The simulated system imitates the operations of the real
system over time and thus achieves an appropriate
interpretation of the variables which describe the behavior of
the problem in reality [5]. Additionally, tracking system state
changes as a result of the occurrence of events, or events is
another strength to employ such modeling techniques [6].
The current challenge is having the necessary skills to
develop such models, which are fundamentally synthesized in
the ability to study systems as a whole and in a mind that
understands the cause-effect relationships that occur between
the different actors that make part of a value network [7].
The qualities of simulation-based verification emerge from
the fact that a simulation is like an empirical experiment. In
other words, simulation is efficient because the scenarios
raised are properly configured, therefore forcing designers to
gain more knowledge about the system under study.
The simulation-based verification greatly depends on the
proposed scenarios. Similarly, the simulation is performed
under a specific set of conditions called the experimental
framework [8].
The simulation environment uses a flowchart-based
modeling methodology that facilitates the description of
discrete event systems. Systems are described using the point
of view of the entities that flow through them and the
available resources. The models are structured in a
hierarchical and modular way. They are defined by a
flowchart and static data [9].
In the process of validation and verification (V&V) of the
models, it is possible to perform techniques and tests that can
be used both objectively or subjectively, making reference in
an objective manner to all types of mathematical procedures
or statistical tests such as hypothesis tests or confidence
intervals [10].
III. METHODOLOGY
The methodology implemented to carry out the simulation
in the textile finishing company is described below:
Search and selection of the company: It was decided to
carry out this work in the textile finishing company because
of the arrangement and closeness to provide relevant
information that enables modelling the system and presenting
alternative solutions.
Model construction: The study of the necessary variables
was made to represent the model, relationships, and process
flows.
Assumptions of the simulation model: For this model, it is
necessary to highlight the following assumptions, since they
represent reality in a computerized way and exclude factors
that are not controllable within the simulated environment (all
of them have been validated with experts in the company):
The company works 24 hours non-stop.
A year's work is simulated.
The machines do not suffer breakdowns during the
testing time and are also not enlisted, but their
efficiency is 80% by the loading time.
60% of the garments that arrive in the system must be
changed sideways in the process.
The service time of each workstation is standard and
represents the average time observed by the
engineering team, plus the supplement.
Distances are not evaluated so transport times are
omitted from the analysis.
It is assumed that no defective products come out.

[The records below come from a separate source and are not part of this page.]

PR #968, opened 2026-08-03
Fix duplicate 3DS iframe post guards

jmorgadosoares:
# Why
[EXP-1251](https://linear.app/evervault/issue/EXP-1251/fix-duplicate-3ds-iframe-post-guards)

In `BrowserFingerprint.tsx` and `ChallengeFrame.tsx`, the guard that prevents a duplicate post to the iframe only keys on one field (`data` or `creq`), while the actual post also depends on `url`. If a retry comes in with the same `data`/`creq` but a new `url`, the guard sees no change and skips the post, so the frame never posts to the new url.

The ticket also raised whether `action.data` could be `null` in a valid flow. It can't: the backend only emits `type: "browser-fingerprint"` as the next action when there's fingerprint data to post, so there's no valid 3DS flow where this action exists with empty/null data. Adding a null check here would be defending against a scenario that can't occur given the contract between the session response and this component, and if the API response were ever malformed that's better caught when the response is parsed, not deep inside this component. So no change was made for that part.

# How
Replaced the single-field refs (`postedData`, `postedCreq`) with a ref that holds the full next action object (`BrowserFingerprintNextAction` / `ChallengeNextAction`), and compare both the relevant data field and `url` before skipping the post. A retry with either field changed now posts again.


ana-maksimovskikh (approved):
Thanks @jmorgadosoares 🙏 
LGTM 🔥

PR #970, opened 2026-08-04
Fix unguarded postMessage listeners 

ana-maksimovskikh:
Bug fix: https://linear.app/evervault/issue/CARD-1087/unguarded-postmessage-listeners-in-evervaultframe-usemessaging-can


Jason-Papa (approved):
lgtm

PR #977, opened 2026-08-12
Convert Google Pay amounts using the currency's exponent

maxharrison:
`buildPaymentRequest` always divided minor-unit amounts by `100`, so Google Pay showed zero-decimal currencies at one hundredth of their value and three-decimal currencies at ten times their value.

It now formats totals and line items with each currency's exponent and **rejects Google Pay amounts that require a third fractional digit**, because **Google Pay accepts at most two**. This corrects the documented minor-unit contract, but merchants that compensated for the old formatting must remove that workaround, so this change is held for the next major release.

### DIFF
--- a/.changeset/google-pay-currency-exponent.md
+++ b/.changeset/google-pay-currency-exponent.md
@@ -1,9 +1,20 @@
 ---
-"@evervault/ui-components": patch
+"@evervault/ui-components": minor
 ---
 
 Fix Google Pay amounts for currencies that do not have two minor units. Amounts
 were always divided by 100 and rendered with two decimal places, so a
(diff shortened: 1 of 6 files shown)


ana-maksimovskikh (approved):
Good catch! Thanks, Max 🙏

maxharrison:
Updated the changeset to `major` and added coverage for a zero JPY total when `lineItems` is omitted

maxharrison:
This PR corrects how minor units are handled of non-2-decimal currencies, but merchants that compensated for the old formatting must remove that workaround, so this change is held for the next major release.

ana-maksimovskikh:
Let's maybe let it hang for a bit, it's not an urgent change
And would be a good one to test new release flow once it's ready 👀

Employees are never absent.
When a batch arrives at a work center with multiple
machines, the one that is empty is occupied.
90% of garments pass the first quality review and the
remaining 10% is returned for crafting.
75% of garments pass the finished product review.
Collection of times, demands: the demands (lot size) and
arrival times of the orders were supplied by the company's
commercial staff and adjusted to standard probability
distributions using EasyFit®. As for the times of each
process, they are provided by process engineering,
specifically for the reference under study.
Simulation of the model in simul8 software: Once the
model is defined and the process flow is understood, its
respective construction is performed in the Simul8 software.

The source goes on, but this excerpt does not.